- [ACTION ITEM]: Every line in the listing that holds "AzureDevOpsRateLimiterRegistry" counts once; state the total and nothing more.

- [DATA SUPPLIED]:
PR #3438, opened 2026-06-28
[Integration][Aws-v3] Prevent redundant per-resource work in ResourceBuilder

raskinmaya:
# Description
Jira [bug](https://getport.atlassian.net/browse/PORT-18102)

## Summary
The shared `ResourceBuilder` (used by every AWS kind, most notably the property-heavy `AWS::EC2::Instance`) does avoidable work on every resource. This removes the two redundant steps with byte-for-byte identical output.

## Changes
- No empty-default dump/merge: `with_properties` now just stashes the data instead of dumping the always-fresh empty `Properties` model and merging it back. The builder takes the model class and constructs once in build, so `Properties` is validated exactly once (no empty default instantiated and discarded).
- No JSON round-trip: build replaces `json.loads(model.json(...))` with a direct `.dict()` plus an in-place leaf converter (`_to_jsonable`) that only rewrites non-JSON-native leaves (`datetime`/`date` → ISO, others via `pydantic_encoder`).
- `resource_inspector`: hoists the model template / `model_cls` / `resource_type` out of the per-resource loop instead of calling `model_factory()` per resource.

## Type of change

### Core testing checklist

- [ ] Docs PR link [here](#)

### Preflight checklist

- [ ] Handled rate limiting
- [ ] Handled pagination
- [ ] Support Multi account

## Screenshots

## API Documentation


integrations/aws-v3/aws/core/modeling/resource_builder.py
```diff
@@ -1,78 +1,149 @@
...
+        if resource_type is None:
+            type_field = self._model_cls.__fields__.get("Type")
+            if type_field is None or type_field.default is None:
+                raise ResourceBuilderError(
+                    "No `Type` set for the resource model and the model defines no "
+                    "default, use `with_type` to set the resource type."
+                )
+            resource_type = type_field.default
+
+        # Supplying ``Properties`` directly skips the model's empty default
```
VenfiOranai: Kinda pointless comment, it feels pretty coupled to the fix rather than explaining something special about the code

integrations/aws-v3/aws/core/modeling/resource_builder.py
```diff
@@ -1,78 +1,149 @@
...
-        resource_json = self._model.json(exclude_unset=True, by_alias=True)
-        return json.loads(resource_json)
+        # Always supply ``Type`` so it is present in the output (``exclude_unset``
+        # would otherwise drop a value that came from the model default). Fall
+        # back to the model's own default when ``with_type`` was not called, and
+        # fail explicitly if the model defines no default either.
+        resource_type = self._type
+        if resource_type is None:
+            type_field = self._model_cls.__fields__.get("Type")
+            if type_field is None or type_field.default is None:
```
VenfiOranai: Not sure how necessary this condition/raise is

integrations/aws-v3/aws/core/modeling/resource_builder.py
```diff
@@ -1,78 +1,149 @@
...
-            raise ValueError(
-                "No data has been set for the resource model, use `with_data` to set data."
+        if self._properties is None:
+            raise ResourceBuilderError(
+                "No data has been set for the resource model, use `with_properties` to set data."
             )
 
-        resource_json = self._model.json(exclude_unset=True, by_alias=True)
-        return json.loads(resource_json)
+        # Always supply ``Type`` so it is present in the output (``exclude_unset``
```
VenfiOranai: I think it might be worth shortening the comment, it's a bit wordy. Just like "Explicitly set type due to exclude_unset=True call"

integrations/aws-v3/aws/core/modeling/resource_builder.py
```diff
@@ -1,78 +1,149 @@
...
         Set the type of the resource model.
         """
-        self._model.Type = type
+        self._type = type
         return self
 
     def build(self) -> Dict[str, Any]:
         """
-        Finalize and return the constructed resource model.
+        Construct the resource model in a single validation pass and return it
```
VenfiOranai: Redundant change

integrations/aws-v3/aws/core/modeling/resource_builder.py
```diff
@@ -1,78 +1,149 @@
...
 
         Returns:
             Self: The builder instance for method chaining.
         """
-
-        current_data = self._model.Properties.dict(exclude_unset=True)
-        current_data.update(data)
-        self._model.Properties = type(self._model.Properties)(**current_data)
-        self._props_set = True
+        self._properties = (
```
VenfiOranai: Why add the merging functionality? If it ever becomes relevant then I'd get it, but seeing as there's only one call to this (and it's unlikely there'll be more), I'm not sure it's worth

VenfiOranai: Same for extra context btw

integrations/aws-v3/aws/core/modeling/resource_builder.py
```diff
@@ -1,78 +1,149 @@
...
+
+
+class ResourceBuilder[ResourceModelT: ResourceModel[Any], TProperties: BaseModel]:
     """
     Builder class for constructing AWS resource models with strongly-typed properties.
 
-    Provides a fluent interface to set multiple fields on the `Properties`
-    attribute of a given resource model, which is expected to be a subclass of
-    `BaseResponseModel` parameterized with a Pydantic `BaseModel` for its properties.
+    Provides a fluent interface to collect the resource's `Type`, `Properties`
```
VenfiOranai, line 42: I think it might be worth removing the emphasis on the one run/empty model, that behavior is the irregular one, you're bringing it in line with standard Pydantic usage (and so the comment feels a bit bloated mentioning the obvious)

integrations/aws-v3/aws/core/modeling/resource_builder.py
```diff
@@ -1,78 +1,149 @@
...
+        Construct the resource model in a single validation pass and return it
+        as a JSON-native dict.
 
         Returns:
             Dict[str, Any]: The built resource model dictionary.
         """
-        if not self._props_set:
-            raise ValueError(
-                "No data has been set for the resource model, use `with_data` to set data."
+        if self._properties is None:
```
VenfiOranai: Feels a bit pointless considering the current usage, no?

VenfiOranai (changes requested):

VenfiOranai (approved):
Looks great

PR #3440, opened 2026-06-28
[Core] Feat: xautoclaim worker with Redis based leader election

Hadar-Vaknin:
# Description

Adds a PEL (Pending Entry List) requeue worker for Redis live-events consumers. When a webhook message is delivered to a consumer but never ACKed (e.g. pod crash mid-processing), it stays in the PEL. This worker periodically scans for stuck entries, re-enqueues them for retry, and discards messages that exceed a configurable retry limit.

Only one pod runs the scan at a time, coordinated via Redis-based leader election (SET NX PX + heartbeat). Every pod runs the election loop so failover is automatic when the leader dies.

Design doc: 

## Type of change

### Core testing checklist

- [ ] Docs PR link [here](#)

### Preflight checklist

- [ ] Handled rate limiting
- [ ] Handled pagination
- [ ] Support Multi account

## Screenshots

## API Documentation


port_ocean/consumers/pel_requeue/worker.py
```diff
@@ -0,0 +1,206 @@
...
+        self._is_running = False
+        self._lifecycle_task: asyncio.Task[None] | None = None
+        self._leader_election = RedisLeaderElection(
+            redis=redis,
+            leader_key=settings.leader_key,
+            pod_id=settings.pod_id,
+            name=_PEL_LEADER_ELECTION_NAME,
+            ttl_ms=settings.leader_ttl_ms,
+            heartbeat_seconds=settings.leader_heartbeat_seconds,
+        )
```
raskinmaya: Do we need leader election at all? `XAUTOCLAIM` atomicity + a shared consumer name already prevent duplicate claims.

All pods call `XAUTOCLAIM` with the same consumer name `"pel-requeue-worker"` and the same min-idle threshold. Redis serializes commands, and a successful claim resets the entry's idle time to ~0 - so the moment one pod claims an entry, any other pod's `XAUTOCLAIM` skips it (idle now below threshold). That means concurrent scanning across pods can't double-claim or double-requeue the same message; correctness is already guaranteed by Redis itself.

If that's right, the leader election (`leader_election` + its tests + the `_ensure_leadership`/`_run_leader_cycle`/`heartbeat` machinery) isn't buying us correctness - only a reduction in redundant scan load from N pods. A jittered "every pod scans periodically" loop would be far simpler and delete this entire subsystem (and with it the lock-safety bug from my other comment).

Can you justify the leader-election approach? If the goal is purely to cut Redis load, let's:
(a) say so explicitly in the docstring
(b) weigh that against the complexity - a small periodic scan from a handful of pods is cheap. If there's a correctness case I'm missing (e.g. a window where two pods can requeue the same entry), please spell it out, because I can't think of one

port_ocean/consumers/pel_requeue/leader_election.py
```diff
@@ -0,0 +1,102 @@
...
+        """Give up leadership and delete the lock key (best-effort)."""
+        self._is_leader = False
+        if self._heartbeat_task is not None:
+            self._heartbeat_task.cancel()
+            await asyncio.gather(self._heartbeat_task, return_exceptions=True)
+            self._heartbeat_task = None
+        try:
+            current = await self._redis.get(self._leader_key)
+            if current == self._pod_id:
+                await self._redis.delete(self._leader_key)
```
raskinmaya: Between the `GET` and the `DELETE`/`PEXPIRE`, our TTL can expire and another pod can win the election, so the key now holds its `pod_id`. We then delete (or `PEXPIRE`-extend) a key we no longer own - deleting the new leader's lock, or prolonging someone else's. Either way you briefly get two leaders both running `XAUTOCLAIM`/`XADD`, which is exactly the invariant this component exists to prevent. This is the classic unsafe distributed-lock bug

Please make each op a single atomic, owner-checked command via a Lua script. This will collapse `GET` + `DELETE`/`PEXPIRE` into one atomic step so we only act while we still own the key

This is relevant both here and [here](https://github.com/port-labs/ocean/pull/3440/changes#diff-5262e41d648c2987081cd12ca51cd571fd6fb802f8cd4a1aeb91ee708241618fR81) in lines 81-83

(if we drop leader election entirely per my other comment and lean on `XAUTOCLAIM` atomicity, this whole class of bug disappears)

port_ocean/consumers/pel_requeue/worker.py
```diff
@@ -0,0 +1,206 @@
...
+        await self._scan_and_requeue()
+        await asyncio.sleep(self._settings.scan_interval_seconds)
+
+        if not self._leader_election.is_leader:
+            logger.info(
+                "PEL requeue worker lost leadership, re-entering election",
+                stream_key=self._stream_key,
+            )
+
+    async def _scan_and_requeue(self) -> None:
```
raskinmaya, line 81: This function loops over potentially many pages with no `is_leader` check. Leadership is only re-checked after the full scan + sleep, [here](https://github.com/port-labs/ocean/pull/3440/changes#diff-69b6fa749814feffe463318d436c7cb9f872891be251276a2b0f8b2098142b5eR131). If the TTL lapses mid-scan and another pod wins, both pods run `XAUTOCLAIM`/`XADD` concurrently, defeating the single-leader guarantee. At minimum the page loop [here](https://github.com/port-labs/ocean/pull/3440/changes#diff-69b6fa749814feffe463318d436c7cb9f872891be251276a2b0f8b2098142b5eR142) should bail when `self._leader_election.is_leader` bacomes `false`

port_ocean/consumers/redis_stream_consumer.py
raskinmaya, line 260: We ACK in `finally` here, even when `_on_message` raises. That means a processing failure is acked and silently dropped - it never lingers in the PEL, so the requeue worker never sees it. The only thing that can leave an entry in the PEL is a hard pod death (like `SIGKILL` or OOM) between `XREADGROUP` and this `finally`.
That makes the worker crash-recovery only

port_ocean/consumers/pel_requeue/worker.py
```diff
@@ -0,0 +1,158 @@
...
+                stream_key=self._stream_key,
+            )
+
+    async def _handle_stuck_message(
+        self, message_id: str, fields: dict[str, str]
+    ) -> None:
+        requeue_count = int(fields.get("requeue_count", "0"))
+        max_requeue_count = self._settings.max_requeue_count
+
+        if requeue_count >= max_requeue_count:
```
raskinmaya, line 154: When `requeue_count >= max_requeue_count`, the message is `XACK`ed and gone, with only a `logger.warning`. No dead-letter stream, no metric/count. For a system whose entire purpose is "don't lose stuck events", quietly deleting them after 3 tries is the worst outcome. Preferably `XADD` to a `<stream>:dead-letter` so it's recoverable & consider adding a metric

port_ocean/consumers/redis_stream_consumer.py
Hadar-Vaknin: That's the whole point of the pel worker. It's intended for re-enqueueing messages that were not acknowledged for the past X time, not failed messages.
 "PEL = stuck/crash recovery," not "PEL = failed-processing retry."

port_ocean/consumers/pel_requeue/settings.py
raskinmaya, line 1: Six fields are declared in `LiveEventsRedisSettings`, then mirrored one-for-one into a frozen `PELRequeueWorkerSettings` dataclass, plus a `from_live_events_redis_settings` converter that does nothing but `*1000` and `float()` casts. That's three places to touch for every knob. The worker is always constructed from `LiveEventsRedisSettings` anyway (see [here](https://github.com/port-labs/ocean/pull/3440/changes#diff-faac178ebcde4a5a31430fa331a8499d116430a0c09771ae025f44f6f836c2daR126)). Maybe pass `redis_settings` (+ `stream_key`/`consumer_group`) straight into the worker, or keep the dataclass but delete the per-field defaults?

port_ocean/consumers/pel_requeue/worker.py
Hadar-Vaknin: DLQ is not within the scope of the task, as written in the doc. It is planned for the next phases.

port_ocean/consumers/pel_requeue/settings.py
```diff
@@ -0,0 +1,38 @@
...
+    from port_ocean.config.settings import LiveEventsRedisSettings
+
+_PEL_CONSUMER_NAME = "pel-requeue-worker"
+
+
+@dataclass(frozen=True)
+class PELRequeueWorkerSettings:
+    stream_key: str
+    consumer_group: str
+    stuck_timeout_ms: int = 60_000
```
raskinmaya: Why is it 60 second here and 600 [here](https://github.com/port-labs/ocean/pull/3440/changes#diff-c4ab144128bdbbe50dd95b726ae9c2f4cbc7306025e07a9e1db3dff7c5d4b3bbR150)?

port_ocean/consumers/pel_requeue/worker.py
```diff
@@ -0,0 +1,158 @@
...
+                        "Failed to handle stuck PEL message, skipping",
+                        message_id=message_id,
+                        stream_key=self._stream_key,
+                        error=str(error),
+                    )
+
+            if next_cursor == "0-0" or not messages:
+                break
+
+            cursor = next_cursor
```
raskinmaya: `XAUTOCLAIM` can legitmately return a non-zero cursor with an empty message batch (e.g. the scanned id-range was all tombstoned/deleted entries). Breaking on `not message` aborts the pass early and leaves later PEL entries un-claimed until the next `scan_interval` (30s). Termination should be driven by the cursor alone (`next_cursor == "0-0"`), not by message emptiness

port_ocean/consumers/pel_requeue/settings.py
```diff
@@ -0,0 +1,38 @@
+from dataclasses import dataclass
+from typing import TYPE_CHECKING
+
+if TYPE_CHECKING:
+    from port_ocean.config.settings import LiveEventsRedisSettings
+
+_PEL_CONSUMER_NAME = "pel-requeue-worker"
```
raskinmaya: A leading underscore means module-private; importing it elsewhere isn't very good. Let's rename it to `PEL_CONSUMER_NAME` if it's needed elsewhere

port_ocean/consumers/pel_requeue/worker.py
```diff
@@ -0,0 +1,158 @@
...
+        self._is_running = False
+        self._lifecycle_task: asyncio.Task[None] | None = None
+
+    @property
+    def _stream_key(self) -> str:
+        return self._settings.stream_key
+
+    @property
+    def _consumer_group(self) -> str:
+        return self._settings.consumer_group
```
raskinmaya: These just proxy `self._settings.*`. Consider inlining them, they add lines and an extra thing to mock in tests

port_ocean/consumers/pel_requeue/settings.py
```diff
@@ -0,0 +1,38 @@
...
+        return cls(
+            stream_key=stream_key,
+            consumer_group=consumer_group,
+            stuck_timeout_ms=redis_settings.pel_stuck_timeout_seconds * 1000,
+            max_requeue_count=redis_settings.pel_max_requeue_count,
+            scan_interval_seconds=float(redis_settings.pel_scan_interval_seconds),
+            xautoclaim_count=redis_settings.pel_xautoclaim_count,
+            lifecycle_error_backoff_seconds=float(
+                redis_settings.pel_lifecycle_error_backoff_seconds
+            ),
```
raskinmaya: Both `scan_interval_seconds` and `lifecycle_error_backoff_seconds` are `float`s here but `int`s in the dataclass, forcing the cast. Let's align it

port_ocean/tests/consumers/pel_requeue/test_worker.py
```diff
@@ -0,0 +1,367 @@
+"""Tests for PELRequeueWorker."""
```
raskinmaya, line 1: Missing some tests:
1. Duplicate/slow-processing test
2. Non-zero-cursor-empty-batch test

port_ocean/consumers/pel_requeue/worker.py
```diff
@@ -0,0 +1,158 @@
...
+                cursor,
+                count=self._settings.xautoclaim_count,
+            )
+
+            if not result:
+                break
+
+            next_cursor: str = result[0]
+            messages: list[tuple[str, dict[str, str]]] = (
+                result[1] if len(result) > 1 else []
```
raskinmaya, line 101: That discards `result[2]` and relies on the per-message `try`/`except` to swallow tombstoned/`None`-field entries, which produces a `logger.exception` per dead entry. Can you handle the deleted list explicitly to avoid noisy error logs?

port_ocean/consumers/redis_stream_consumer.py
raskinmaya: ok fair

port_ocean/consumers/pel_requeue/worker.py
raskinmaya: Then let's at least add a metric for that (take a look at how the resources metrics are exposed, should be small)

port_ocean/consumers/pel_requeue/settings.py
Hadar-Vaknin: 👍

port_ocean/consumers/pel_requeue/settings.py
Hadar-Vaknin: 👍

port_ocean/consumers/pel_requeue/settings.py
Hadar-Vaknin: 👍

port_ocean/consumers/pel_requeue/worker.py
Hadar-Vaknin: 👍

port_ocean/consumers/pel_requeue/settings.py
Hadar-Vaknin: 👍

port_ocean/consumers/pel_requeue/worker.py
Hadar-Vaknin: 👍

port_ocean/tests/consumers/pel_requeue/test_worker.py
Hadar-Vaknin: 👍

port_ocean/consumers/pel_requeue/worker.py
Hadar-Vaknin: we already have a metric for failed events. Take a look at Connect SLO dashboard

port_ocean/consumers/pel_requeue/worker.py
Hadar-Vaknin: Handled explicitly now. XAUTOCLAIM's third response element (deleted_ids, Redis 7.0+) is logged at info level - no XACK needed since Redis already cleaned the PEL. 
For Redis 6.x tombstoned entries that still appear as (id, None) in the messages list, we XACK and skip them without hitting the exception path. The per-message try/except remains only for real processing failures.

Hadar-Vaknin: 👍

port_ocean/consumers/pel_requeue/worker.py
raskinmaya: someone cooked here

raskinmaya (approved):

PR #3442, opened 2026-06-28
[Integration][AzureDevops] Fix Azure DevOps Rate-Limit Retry Coordination

emekanwaoma:
# Description

What - Added Azure DevOps-specific retry handling for rate-limit responses and transport timeouts.

Why - Azure DevOps can return `429` during high-volume resyncs. Previously, the generic retry transport retried the failed request, but did not notify the shared Azure DevOps rate limiter, allowing other requests to continue hitting ADO and potentially exhaust retries.

How - Added an ADO retry transport that coordinates `429` and timeout retries through the shared rate limiter, waits 360 seconds before retrying, refreshes auth headers before retry, logs retry attempts, and caps retries at 10 attempts.

## Type of change

### Core testing checklist

- [] If new resource kind is added or updated, validate that live-events for that resource are working as expected
- [ ] Docs PR link [here](#)

### Preflight checklist

- [x] Handled rate limiting

## Screenshots

## API Documentation

### DIFF
--- a/integrations/azure-devops/azure_devops/client/client_manager.py
+++ b/integrations/azure-devops/azure_devops/client/client_manager.py
@@ -1,3 +1,5 @@
+import os
+from contextlib import suppress
 from typing import Optional
 
 from loguru import logger
@@ -5,13 +7,29 @@ from port_ocean.context.event import event
 from port_ocean.context.ocean import ocean
 
 from azure_devops.client.auth import ACCOUNT_MODE_MULTIPLE, build_auth_provider
-from azure_devops.client.azure_devops_client import AzureDevopsClient
+from azure_devops.client.azure_devops_client import (
+    AZURE_DEVOPS_CLIENT_CACHE_KEY,
+    AzureDevopsClient,
+)
+from azure_devops.client.rate_limiter import AzureDevOpsRateLimiterRegistry
 from azure_devops.helpers.validate_config import (
     parse_organization_urls,
     validate_azure_devops_config,
 )
 
 CLIENT_MANAGER_CACHE_KEY = "azure_devops_client_manager"
+
+
+def _reset_clients_after_fork() -> None:
+    """Clear cached clients after fork so children recreate httpx and limiter state."""
+    with suppress(Exception):
+        event.attributes.pop(CLIENT_MANAGER_CACHE_KEY, None)
+        event.attributes.pop(AZURE_DEVOPS_CLIENT_CACHE_KEY, None)
+    AzureDevOpsRateLimiterRegistry.reset()
+
+
+if hasattr(os, "register_at_fork"):
+    os.register_at_fork(after_in_child=_reset_clients_after_fork)
 
 
 class AzureDevopsClientManager:
--- a/integrations/azure-devops/azure_devops/client/client_manager.py
+++ b/integrations/azure-devops/azure_devops/client/client_manager.py
@@ -1,5 +1,3 @@
-import os
-from contextlib import suppress
 from typing import Optional
 
 from loguru import logger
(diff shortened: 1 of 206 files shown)


integrations/azure-devops/azure_devops/client/client_manager.py
```diff
@@ -14,6 +20,18 @@
 CLIENT_MANAGER_CACHE_KEY = "azure_devops_client_manager"
 
 
+def _reset_clients_after_fork() -> None:
+    """Clear cached clients after fork so children recreate httpx and limiter state."""
```
danamsalem-ux: why do we need to do this?

integrations/azure-devops/azure_devops/client/rate_limiter.py
```diff
@@ -65,22 +93,31 @@ def should_wait_for_retry_after(self) -> float:
...
 
-        Used when throttling manifests as a timeout (no response headers available).
+        Used when throttling manifests as a 429 or timeout. The next request to
+        enter the limiter holds the shared lock while sleeping, so later requests
+        queue instead of continuing to hit Azure DevOps during the cooldown.
         """
         async with self._lock:
-            throttle_end_time = time.time() + seconds
-            if self._throttle_until is None or throttle_end_time > self._throttle_until:
+            now = time.time()
```
danamsalem-ux, line 77: why is this also relevant?

integrations/azure-devops/azure_devops/client/rate_limiter.py
```diff
@@ -121,7 +158,7 @@ async def __aenter__(self) -> "AzureDevOpsRateLimiter":
             ):
                 reset_wait = self.seconds_until_reset
                 if reset_wait > 0:
-                    logger.debug(
+                    logger.warning(
```
danamsalem-ux, line 134: is this specifically for debugging now? or you want to make it permanent?

integrations/azure-devops/azure_devops/client/rate_limiter.py
```diff
@@ -9,6 +10,33 @@
 LIMIT_REMAINING_HEADER = "x-ratelimit-remaining"
 LIMIT_RESET_HEADER = "x-ratelimit-reset"
 LIMIT_RETRY_AFTER_HEADER = "retry-after"
+ADO_RATE_LIMIT_WINDOW_SECONDS = 360
```
danamsalem-ux, line 12: i see you are using 3 different rate limit windows, as they are between 6-12 minutes. Why did you choose this ones exactly? because they seem a bit too long

integrations/azure-devops/azure_devops/client/rate_limiter.py
danamsalem-ux: i'll clarify - i compare this to a working solution we have in github retry transport for a similar use case. In that scenario we update the rate limit fields before and after each call to avoid more calls to be made to the api and reduce the rate limit times. Here i see you have added the signal throttling as well, and im trying to understand why is it needed? and why not just use the basic retry headers update

integrations/azure-devops/azure_devops/client/client_manager.py
emekanwaoma: since we introduced shared cached clients/rate limiters, this prevents child processes from reusing parent-process client and lock state. It’s mostly a safety fix for multi_process. We've solved tickets as such in the past.

integrations/azure-devops/azure_devops/client/rate_limiter.py
emekanwaoma: it is a little unique here because there are cases where:
- ADO returns 429 without useful reset headers.
- ADO causes ReadTimeout or ConnectTimeout, where there is no response and therefore no headers.
- The retry transport sees the 429 before the normal send_request() path finishes.

So yes, the basic header updates are still used, but signal_throttle() handles the particular ADO gap where throttling happens without enough headers to inform the rest of the workers.

integrations/azure-devops/azure_devops/client/rate_limiter.py
emekanwaoma: I plan on making it permanent for better visibility. I left some others as debug

integrations/azure-devops/azure_devops/client/rate_limiter.py
emekanwaoma: I chose them to give more time in case there are other integrations running and hitting ADOs rate limit with same token.

integrations/azure-devops/azure_devops/client/client_manager.py
danamsalem-ux: You refer the rate limit registry you have added in this pr? i just dont see how it solves the current issue. The clientManager was added for multi accounts clients that will need to manage multiple ado orgs in one integration with the same token, the fetching of the data is made org by org sequentially.
It just seems an overkill for the problem that we just need to update the rate limit headers here. Correct me if im wrong here

integrations/azure-devops/azure_devops/client/rate_limiter.py
danamsalem-ux: I think its a bit much to wait 12 minutes for rate limits, especially when the api returns different values. I do think we should add a jitter instead

danamsalem-ux (approved):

- [EXPECTED ANSWER]: 2